The bullwhip effect is the amplification of demand variability as signals propagate upstream through a supply chain. A small fluctuation in end-consumer demand — say, a 5% uptick in retail sales — becomes a 10% order spike to the distributor, a 25% spike to the wholesaler, and a 40% production surge at the manufacturer. By the time the signal reaches the raw material supplier, the original 5% ripple has become a wave.

The mechanism is a delayed negative feedback loop. Each node in the chain buffers against uncertainty by ordering more than it currently needs. The buffer is reasonable locally — each actor is managing their own risk — but the buffers aggregate and the delays compound. The correction that eventually arrives is always late and always overshoots.

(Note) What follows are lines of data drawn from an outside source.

Issue #5563, opened 2026-08-04
Explore how we manage changelog content


owenatgov:
## What

Explore ways we might manage content per changelog.

[The spike](https://github.com/alphagov/govuk-design-system/pull/5295) just handles this as markdown but we could also use data to auto-generate a table and also use the data in other parts of the website.

## Why

So we are thinking early about how we manage changelog data in a way that makes sense for us and enables useful future features and iterations.

## Who needs to work on this

Developer

## Who needs to review this

Content designer, squad?

## Done when

- [x] We've investigated options for how we manage changelog content
- [x] We've decided how we want to manage content
- [x] We've implemented that decision

owenatgov:
A possible future idea to explore that interacts with https://github.com/alphagov/govuk-design-system/issues/5604: manage changelog entries for components in Frontend and pull them into the complete changelog data for a given component.

Pros:

- there's infrastructure for this already as we do this with nunjucks macros for components
- allows us to do loose testing for package-specific changelog entries per component

Cons:

- makes content maintenance more complex eg: if there's a typo in an entry, we then have to publish a new version of Frontend
- harder to tie entries to content changes in that same guidance relating to that change eg: if we change how a component works and change a section of that component's guidance in response to that change, it's trickier to link to that section of the guidance in the entry from the Frontend package when authoring that entry
- we're adding to the distributed package and it's unclear if there's value to anyone else besides us. Potentially port maintainers?

owenatgov:
We have decided on using yaml files to manage changelog content

owenatgov:
Closing in favor of https://github.com/alphagov/govuk-design-system/issues/5650

PR #5575, opened 2026-08-07
[SPIKE] Add `hasHistory` param to page metadata

owenatgov:
## Changes

Descendant spike of https://github.com/alphagov/govuk-design-system/pull/5544. Related to https://github.com/alphagov/govuk-design-system/issues/5531

Adds a `hasHistory` parameter to each page's frontmatter and navigation items. This checks specifically if a given page has a child page of "history" to help with rendering navigation to account for history child pages. Uses the sidenav sub-page solution from the previous spike.

Additionally adjusts the active styling for sub-sub sidenav lists so account for if a page's child page is the current page, letting us keep the section active but the actual page the user is on highlighted.

Password input section with history sub-page highlighted

## Thoughts

There's a possibility for this to be more generic to account for other potential child pages we want eg: nunjucks macros or acknowledgements. A way we could do this is by instead of a specific `hasHistory` param, we have:

- `hasChildPages` which applies the same check for a history page against a list of other specific pages we want to check for
- `childPages` which lets us iterate over which child pages from that predefined list a given guidance page has

I'm not super happy about setting `hasHistory` within the navigation plugin but that plugin is currently the best place to do per-page processing as it retrieves `itemPaths` and sets up iteration over `files` relating to `itemPaths`. We are also replicating information we want at the page level and in navigation via `hasHistory`.

If we go forward with this, it may be valuable to either extract retrieving `itemPaths` into it's own helper which other plugins can iterate over or giving the navigation plugin a more generic name like `addPerPageData`.

### DIFF
--- a/src/components/password-input/history/index.md
+++ b/src/components/password-input/history/index.md
@@ -1,0 +1,72 @@
+---
+title: Password input - Change history
+layout: layout-pane.njk
+---
+
+{% from "govuk/components/table/macro.njk" import govukTable %}
+
+Change history for [Password Input](/components/password-input).
+
+<div class="app-changelog-table">
+
+{{ govukTable({
+  head: [
+    {
+      text: "Date"
+    },
+    {
+      text: "Version"
+    },
+    {
+      text: "Changes"
+    }
+  ],
+  rows: [
+    [
+      {
+        text: "26 Mar 2024"
+      },
+      {
+        text: "5.3.0"
+      },
+      {
+        text: "Component introduced."
+      }
+    ],
+    [
+      {
+        text: "19 Apr 2024"
+      },
+      {
+        text: "5.3.1"
+      },
+      {
+        text: "Fixed issue with button growing larger if the text input has a capped width."
+      }
+    ],
+    [
+      {
+        text: "17 May 2024"
+      },
+      {
+        text: "5.4.0"
+      },
+      {
+        text: "Removed duplicate `errorMessage` parameter."
+      }
+    ],
+    [
+      {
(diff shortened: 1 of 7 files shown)


src/components/password-input/history/index.md
```diff
@@ -0,0 +1,72 @@
...
+layout: layout-pane.njk
+---
+
+{% from "govuk/components/table/macro.njk" import govukTable %}
+
+Change history for [Password Input](/components/password-input).
+
+<div class="app-changelog-table">
+
+{{ govukTable({
```
NickColley, line 12: Not really sure if it's easier for content peeps since markdown tables can be gnarly but in the spirit of keeping all changes in a deployment in Markdown-land wonder what it'd be like to do it like this?

```markdown
| Date | Version | Changes |
| ---- | ------- | ------- |
| 26 Mar 2024 | 5.3.0 | Component introduced. |
| 19 Apr 2024 | 5.3.1 | Fixed issue with button growing larger if the text input has a capped width. |
| 17 May 2024 | 5.4.0 | Removed duplicate `errorMessage` parameter. |
| 4 Mar 2025  | 5.9.0 | The `id` parameter now defaults to match `name` if an `id` isn't provided. |
```

owenatgov: I should've clarified that's not part of this spike. I just copied that implementation from earlier spikes.

We've got a separate issue to address how we manage content in changelogs https://github.com/alphagov/govuk-design-system/issues/5563

owenatgov:
Gonna close this and extract the navigation code for a proper PR

PR #5580, opened 2026-08-10
Refactor component lifecycle statuses

querkmachine:
Some refactoring and improvements to how component statuses are managed. 

These changes have been pulled out of #5573, as we've decided to revisit the status tables in the future instead. See that PR for discussion about some of these changes. 

## Changes 
- Updated navigation generator code to include the status of the page.
  - If no status information is defined, the page is assumed to be 'Stable'.
- Added new Sass partial for handling status tags and callouts together. This is so that status → colour associations can be handled in one place and partially automated by Sass, instead of being split across multiple places. 
- Removed having separate callouts for each status type. 
  - The requirement to set different defaults for each 'type' isn't really needed now that statuses and colours are directly correlated. 
- Changed the capitalisation of the trial status in frontmatter. It's now sentence case and written prosaically ('Trial', 'Under review', etc.) for future-proofing purposes. This gets slugified where needed, instead of assuming it's a slug.  
- Removed some old functionality that automatically removed a page from the navigation if it had `status: Draft` in the frontmatter. 
  - This status hasn't been used for some time and it has the potential to conflict with the new lifecycle status functionality. 
  - Removing a page from navigation is still possible using the `ignoreInSitemap` property.

### DIFF
--- a/src/stylesheets/components/_lifecycle-statuses.scss
+++ b/src/stylesheets/components/_lifecycle-statuses.scss
@@ -1,0 +1,40 @@
+@use "pkg:govuk-frontend/base" as *;
+
+// Tag colours for lifecycle statuses are defined using names, so the status to
+// colour pairing can be defined in CSS, rather than relying on syncronising
+// class names across uses
+
+$_statuses: (
+  "trial": "orange",
+  "stable": "blue"
+);
+
+@each $name, $colour in $_statuses {
+  .app-status-tag--#{$name} {
+    color: govuk-colour($colour, $variant: "shade-50");
+    background-color: govuk-colour($colour, $variant: "tint-80");
+  }
+
+  .app-status-callout--#{$name} {
+    border-left-color: govuk-colour($colour);
+    background-color: govuk-colour($colour, $variant: "tint-95");
+  }
+}
+
+.app-status-callout .app-status-tag {
+  margin-bottom: govuk-spacing(1);
+}
+
+// The element name is included here as this needs higher specificity to
+// override the list styles applied by .app-prose-scope
+//
+// stylelint-disable-next-line selector-no-qualifying-type
+ul.app-status-callout__list {
+  padding-left: 0;
+  list-style-type: none;
+}
+
+// Extra spacing before lifecycle status overview tables
+.app-status-table {
+  @include govuk-responsive-margin(7, $direction: top);
+}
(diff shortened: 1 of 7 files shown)


owenatgov:
I meant to say when you raised this that whilst this is still in draft, it looks grand to me

owenatgov (approved):
Looks GREAT

views/macros/_status-callout.njk
```diff
@@ -53,9 +55,7 @@
   {%- endset -%}
 
   {%- set settings = {
-    classes: "app-status-callout--trial",
-    statusName: "Trial",
-    statusTagColour: "orange",
+    statusName: params.type if params.type else params,
```
NickColley: This is now generic so you could consider not having this wrapper, simplifying this and making it more like our regular components.

e.g. 
1. move the defaultContent into the _statusCallout 
2. Rename `_statusCallout` to `callout`
3. Use the component like `callout({ type: "trial" })`

Cos at the moment it's a bit odd to have a component called `trialCallout` that accepts statuses other than `trial`

NickColley (commented):
Much simpler, very nice but I left a comment I think we can make the macro malarky even simpler...

src/stylesheets/components/_lifecycle-statuses.scss
```diff
@@ -0,0 +1,40 @@
+@use "pkg:govuk-frontend/base" as *;
+
+// Tag colours for lifecycle statuses are defined using names, so the status to
+// colour pairing can be defined in CSS, rather than relying on syncronising
+// class names across uses
+
+$_statuses: (
+  "trial": "orange",
+  "stable": "blue"
```
NickColley: I might be out the loop but I believe we would not have a callout for stable, only for non-stable statuses?

So we may be generating code for something that wont be used?

We could consider having the `.app-status-tag` colour blue by default for overview purposes and then having the trial in as a manual selector like previously.

views/macros/_status-callout.njk
querkmachine: Yeah, this could probably be changed up a bit now that status management has been simplified.

My one concern is that the `defaultContent` is unique per-status type. I guess the thinking is we'd have an if-else list of `defaultContent` values inside of `_statusCallout`?

src/stylesheets/components/_lifecycle-statuses.scss
querkmachine: Yeah, this pretty much only serves to make the stable = blue association explicit, rather than it being incidental on the default tag colour being blue.

owenatgov (approved):
Re-approving. I think Nick's suggestions make sense!

PR #5582, opened 2026-08-11
Add missing links to discussion areas

NickColley:
Added links to discussion spaces so it's consistent with the other style pages that do link to GitHub.

Thanks @selfthinker for raising.


owenatgov (approved):
I skimmed the blames and histories of these pages to see if there were specific reasons we didn't link to their backlog issues and can't see anything. I think it was just missed 🤷🏻

Thanks for sorting!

Jay Forrester identified the effect in the 1950s using System Dynamics simulation; Hau Lee formalised it empirically in the 1990s using Procter and Gamble'\s diaper supply chain data. The lesson is that information asymmetry combined with time delays converts a stable demand signal into a chaotic supply signal. Sharing point-of-sale data upstream (information coupling) or reducing order lead times (delay reduction) both attenuate the effect — but neither eliminates it as long as the feedback loop remains indirect.

The bullwhip effect is a clean case study in why local rationality produces global irrationality in coupled systems.